Saved data entries:
----

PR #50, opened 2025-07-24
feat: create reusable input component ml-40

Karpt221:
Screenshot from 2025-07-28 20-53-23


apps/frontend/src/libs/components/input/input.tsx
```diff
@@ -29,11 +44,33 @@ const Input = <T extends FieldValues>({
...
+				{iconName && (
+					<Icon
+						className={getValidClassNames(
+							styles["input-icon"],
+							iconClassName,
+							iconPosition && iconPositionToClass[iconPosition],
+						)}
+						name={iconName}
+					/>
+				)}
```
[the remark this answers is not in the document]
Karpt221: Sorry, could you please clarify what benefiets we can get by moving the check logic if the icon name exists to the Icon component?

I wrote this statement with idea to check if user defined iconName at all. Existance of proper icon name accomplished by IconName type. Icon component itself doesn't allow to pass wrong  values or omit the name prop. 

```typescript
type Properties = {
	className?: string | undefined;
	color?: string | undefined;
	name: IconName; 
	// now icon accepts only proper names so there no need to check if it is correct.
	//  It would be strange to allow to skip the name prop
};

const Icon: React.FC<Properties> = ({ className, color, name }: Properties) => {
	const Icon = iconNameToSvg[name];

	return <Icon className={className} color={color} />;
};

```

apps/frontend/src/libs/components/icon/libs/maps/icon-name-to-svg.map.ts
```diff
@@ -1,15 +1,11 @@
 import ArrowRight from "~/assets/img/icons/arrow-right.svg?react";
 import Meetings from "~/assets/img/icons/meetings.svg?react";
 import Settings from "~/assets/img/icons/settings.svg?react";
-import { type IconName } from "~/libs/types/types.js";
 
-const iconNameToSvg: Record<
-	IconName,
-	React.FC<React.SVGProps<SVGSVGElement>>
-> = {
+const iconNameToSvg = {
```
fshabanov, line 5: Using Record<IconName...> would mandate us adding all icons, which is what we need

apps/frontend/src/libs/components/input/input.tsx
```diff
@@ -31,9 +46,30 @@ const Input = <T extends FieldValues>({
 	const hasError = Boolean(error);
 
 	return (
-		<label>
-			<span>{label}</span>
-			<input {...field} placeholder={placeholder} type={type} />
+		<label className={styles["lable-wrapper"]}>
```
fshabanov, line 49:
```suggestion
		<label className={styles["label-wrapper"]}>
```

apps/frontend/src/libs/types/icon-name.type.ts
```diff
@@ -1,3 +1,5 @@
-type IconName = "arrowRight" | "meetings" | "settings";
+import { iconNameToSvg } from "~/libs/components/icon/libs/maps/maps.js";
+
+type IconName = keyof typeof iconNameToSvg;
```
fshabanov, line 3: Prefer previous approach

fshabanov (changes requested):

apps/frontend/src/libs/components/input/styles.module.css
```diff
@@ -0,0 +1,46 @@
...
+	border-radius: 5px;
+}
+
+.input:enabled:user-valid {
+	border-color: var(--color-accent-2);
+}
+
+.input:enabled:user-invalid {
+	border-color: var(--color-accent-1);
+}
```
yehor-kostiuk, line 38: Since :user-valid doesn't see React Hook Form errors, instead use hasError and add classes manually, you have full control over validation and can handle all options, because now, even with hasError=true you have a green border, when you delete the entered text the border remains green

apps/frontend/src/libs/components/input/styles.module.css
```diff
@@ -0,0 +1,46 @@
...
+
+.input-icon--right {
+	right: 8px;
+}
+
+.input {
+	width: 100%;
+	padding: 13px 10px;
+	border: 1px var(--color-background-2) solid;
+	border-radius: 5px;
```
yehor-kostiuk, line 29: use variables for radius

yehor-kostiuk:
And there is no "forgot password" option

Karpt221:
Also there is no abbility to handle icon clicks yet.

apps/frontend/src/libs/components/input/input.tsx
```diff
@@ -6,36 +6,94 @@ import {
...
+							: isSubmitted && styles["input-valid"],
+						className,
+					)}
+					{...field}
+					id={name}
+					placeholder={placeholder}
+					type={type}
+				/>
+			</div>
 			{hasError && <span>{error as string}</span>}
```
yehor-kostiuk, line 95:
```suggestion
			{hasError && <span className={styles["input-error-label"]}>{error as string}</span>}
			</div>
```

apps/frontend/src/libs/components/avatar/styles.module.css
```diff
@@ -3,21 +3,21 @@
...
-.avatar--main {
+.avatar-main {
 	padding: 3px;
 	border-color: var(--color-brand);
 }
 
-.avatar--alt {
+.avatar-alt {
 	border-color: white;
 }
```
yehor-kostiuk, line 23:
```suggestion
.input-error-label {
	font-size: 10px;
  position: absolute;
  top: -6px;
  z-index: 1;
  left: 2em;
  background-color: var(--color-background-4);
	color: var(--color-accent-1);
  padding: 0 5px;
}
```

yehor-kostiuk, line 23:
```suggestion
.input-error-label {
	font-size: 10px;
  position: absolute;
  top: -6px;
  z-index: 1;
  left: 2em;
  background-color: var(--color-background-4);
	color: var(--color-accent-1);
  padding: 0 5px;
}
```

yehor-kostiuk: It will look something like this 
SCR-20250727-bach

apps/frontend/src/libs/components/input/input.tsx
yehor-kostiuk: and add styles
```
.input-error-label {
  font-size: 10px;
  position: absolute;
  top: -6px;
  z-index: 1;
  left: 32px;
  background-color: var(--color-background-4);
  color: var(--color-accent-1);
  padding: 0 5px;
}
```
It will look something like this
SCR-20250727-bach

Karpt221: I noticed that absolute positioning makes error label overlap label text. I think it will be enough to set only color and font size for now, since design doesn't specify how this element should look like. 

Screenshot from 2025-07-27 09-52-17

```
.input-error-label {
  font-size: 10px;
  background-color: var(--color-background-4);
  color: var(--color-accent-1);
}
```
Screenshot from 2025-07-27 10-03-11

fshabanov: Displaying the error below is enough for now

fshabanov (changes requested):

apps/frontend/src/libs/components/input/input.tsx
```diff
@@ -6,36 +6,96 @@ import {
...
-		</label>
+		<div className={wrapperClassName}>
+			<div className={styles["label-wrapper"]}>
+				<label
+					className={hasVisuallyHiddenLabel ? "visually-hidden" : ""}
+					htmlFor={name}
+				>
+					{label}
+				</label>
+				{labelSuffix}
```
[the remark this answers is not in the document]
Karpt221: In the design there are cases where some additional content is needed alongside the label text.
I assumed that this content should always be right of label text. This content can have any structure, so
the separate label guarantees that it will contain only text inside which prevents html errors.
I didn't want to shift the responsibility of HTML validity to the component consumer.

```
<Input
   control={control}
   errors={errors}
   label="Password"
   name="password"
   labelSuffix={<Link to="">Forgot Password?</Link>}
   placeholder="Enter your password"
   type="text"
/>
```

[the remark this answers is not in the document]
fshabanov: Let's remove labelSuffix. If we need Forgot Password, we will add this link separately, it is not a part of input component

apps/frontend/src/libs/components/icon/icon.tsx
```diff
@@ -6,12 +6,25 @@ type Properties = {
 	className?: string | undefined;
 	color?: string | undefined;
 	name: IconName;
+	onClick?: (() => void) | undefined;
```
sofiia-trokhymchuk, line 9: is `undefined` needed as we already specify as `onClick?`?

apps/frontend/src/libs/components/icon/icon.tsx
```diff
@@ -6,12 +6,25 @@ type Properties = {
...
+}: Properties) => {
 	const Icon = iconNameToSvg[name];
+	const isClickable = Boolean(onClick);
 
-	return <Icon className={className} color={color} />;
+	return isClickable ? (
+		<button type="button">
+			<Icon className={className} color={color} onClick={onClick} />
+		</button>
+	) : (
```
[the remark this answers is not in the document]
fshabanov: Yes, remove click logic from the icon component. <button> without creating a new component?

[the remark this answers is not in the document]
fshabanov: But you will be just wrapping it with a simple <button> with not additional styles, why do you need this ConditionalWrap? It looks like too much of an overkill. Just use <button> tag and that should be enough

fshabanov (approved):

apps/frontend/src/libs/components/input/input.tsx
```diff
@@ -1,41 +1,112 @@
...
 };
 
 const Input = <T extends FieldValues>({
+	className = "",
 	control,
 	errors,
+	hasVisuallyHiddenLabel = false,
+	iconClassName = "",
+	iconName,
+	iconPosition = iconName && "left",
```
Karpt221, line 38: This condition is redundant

----

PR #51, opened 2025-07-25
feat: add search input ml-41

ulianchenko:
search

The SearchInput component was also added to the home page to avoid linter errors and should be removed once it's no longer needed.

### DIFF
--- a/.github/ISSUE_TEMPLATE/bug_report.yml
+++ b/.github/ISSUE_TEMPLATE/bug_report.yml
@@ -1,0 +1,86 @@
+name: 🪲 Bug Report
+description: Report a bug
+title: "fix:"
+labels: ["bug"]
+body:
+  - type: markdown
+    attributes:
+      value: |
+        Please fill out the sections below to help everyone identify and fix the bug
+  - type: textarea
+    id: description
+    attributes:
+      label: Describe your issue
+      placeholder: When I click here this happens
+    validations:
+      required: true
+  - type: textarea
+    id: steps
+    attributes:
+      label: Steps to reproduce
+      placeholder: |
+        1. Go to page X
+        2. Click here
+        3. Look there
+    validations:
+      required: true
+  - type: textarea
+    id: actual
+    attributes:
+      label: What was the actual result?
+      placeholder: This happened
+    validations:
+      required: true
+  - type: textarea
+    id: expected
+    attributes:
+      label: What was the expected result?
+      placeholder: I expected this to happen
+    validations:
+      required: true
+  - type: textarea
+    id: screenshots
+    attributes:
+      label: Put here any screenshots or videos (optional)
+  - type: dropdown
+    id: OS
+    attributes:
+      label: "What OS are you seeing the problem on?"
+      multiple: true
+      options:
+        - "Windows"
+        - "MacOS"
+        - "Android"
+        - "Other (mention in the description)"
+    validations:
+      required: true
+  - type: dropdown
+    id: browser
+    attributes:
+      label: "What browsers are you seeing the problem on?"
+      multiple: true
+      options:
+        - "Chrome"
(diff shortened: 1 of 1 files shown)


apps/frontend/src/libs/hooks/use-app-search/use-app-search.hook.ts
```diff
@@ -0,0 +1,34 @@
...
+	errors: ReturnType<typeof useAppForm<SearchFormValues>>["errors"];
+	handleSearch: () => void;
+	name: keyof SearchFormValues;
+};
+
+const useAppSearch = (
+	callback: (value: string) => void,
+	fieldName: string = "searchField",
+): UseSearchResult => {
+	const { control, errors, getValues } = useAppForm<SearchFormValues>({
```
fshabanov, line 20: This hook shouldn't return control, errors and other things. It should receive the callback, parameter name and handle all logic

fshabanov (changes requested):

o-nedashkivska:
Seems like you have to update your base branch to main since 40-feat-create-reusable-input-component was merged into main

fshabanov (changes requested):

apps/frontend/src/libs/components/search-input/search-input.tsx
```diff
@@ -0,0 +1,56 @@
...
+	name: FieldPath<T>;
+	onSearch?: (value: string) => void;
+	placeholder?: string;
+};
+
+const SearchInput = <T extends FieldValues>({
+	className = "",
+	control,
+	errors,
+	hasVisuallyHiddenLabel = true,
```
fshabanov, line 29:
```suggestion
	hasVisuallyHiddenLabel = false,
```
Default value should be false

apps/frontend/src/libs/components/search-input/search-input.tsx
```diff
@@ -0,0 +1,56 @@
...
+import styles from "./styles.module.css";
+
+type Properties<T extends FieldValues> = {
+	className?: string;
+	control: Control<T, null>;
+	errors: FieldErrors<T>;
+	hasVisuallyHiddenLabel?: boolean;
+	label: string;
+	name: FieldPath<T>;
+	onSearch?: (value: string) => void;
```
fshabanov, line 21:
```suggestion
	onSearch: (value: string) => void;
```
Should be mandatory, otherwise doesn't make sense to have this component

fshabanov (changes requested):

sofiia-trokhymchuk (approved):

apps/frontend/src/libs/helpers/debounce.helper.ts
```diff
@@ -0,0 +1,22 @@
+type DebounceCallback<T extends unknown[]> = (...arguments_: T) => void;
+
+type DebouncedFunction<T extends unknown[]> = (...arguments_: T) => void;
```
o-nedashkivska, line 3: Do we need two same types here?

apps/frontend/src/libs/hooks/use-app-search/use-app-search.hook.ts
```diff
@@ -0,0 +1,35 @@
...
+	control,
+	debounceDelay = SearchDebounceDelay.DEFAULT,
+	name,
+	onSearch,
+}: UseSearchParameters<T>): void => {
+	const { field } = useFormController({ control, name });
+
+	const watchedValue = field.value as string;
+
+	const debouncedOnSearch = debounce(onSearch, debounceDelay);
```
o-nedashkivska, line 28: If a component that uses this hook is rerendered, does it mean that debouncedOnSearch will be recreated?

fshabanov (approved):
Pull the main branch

----

▶ The problem: Could you repeat exactly the lines above from the line with "PR #50, opened 2025-07-24" up to and including the line with "Karpt221: Sorry, could", and only those?

▶ Your solution:
PR #50, opened 2025-07-24
feat: create reusable input component ml-40

Karpt221:
Screenshot from 2025-07-28 20-53-23


apps/frontend/src/libs/components/input/input.tsx
```diff
@@ -29,11 +44,33 @@ const Input = <T extends FieldValues>({
...
+				{iconName && (
+					<Icon
+						className={getValidClassNames(
+							styles["input-icon"],
+							iconClassName,
+							iconPosition && iconPositionToClass[iconPosition],
+						)}
+						name={iconName}
+					/>
+				)}
```
[the remark this answers is not in the document]
Karpt221: Sorry, could you please clarify what benefiets we can get by moving the check logic if the icon name exists to the Icon component?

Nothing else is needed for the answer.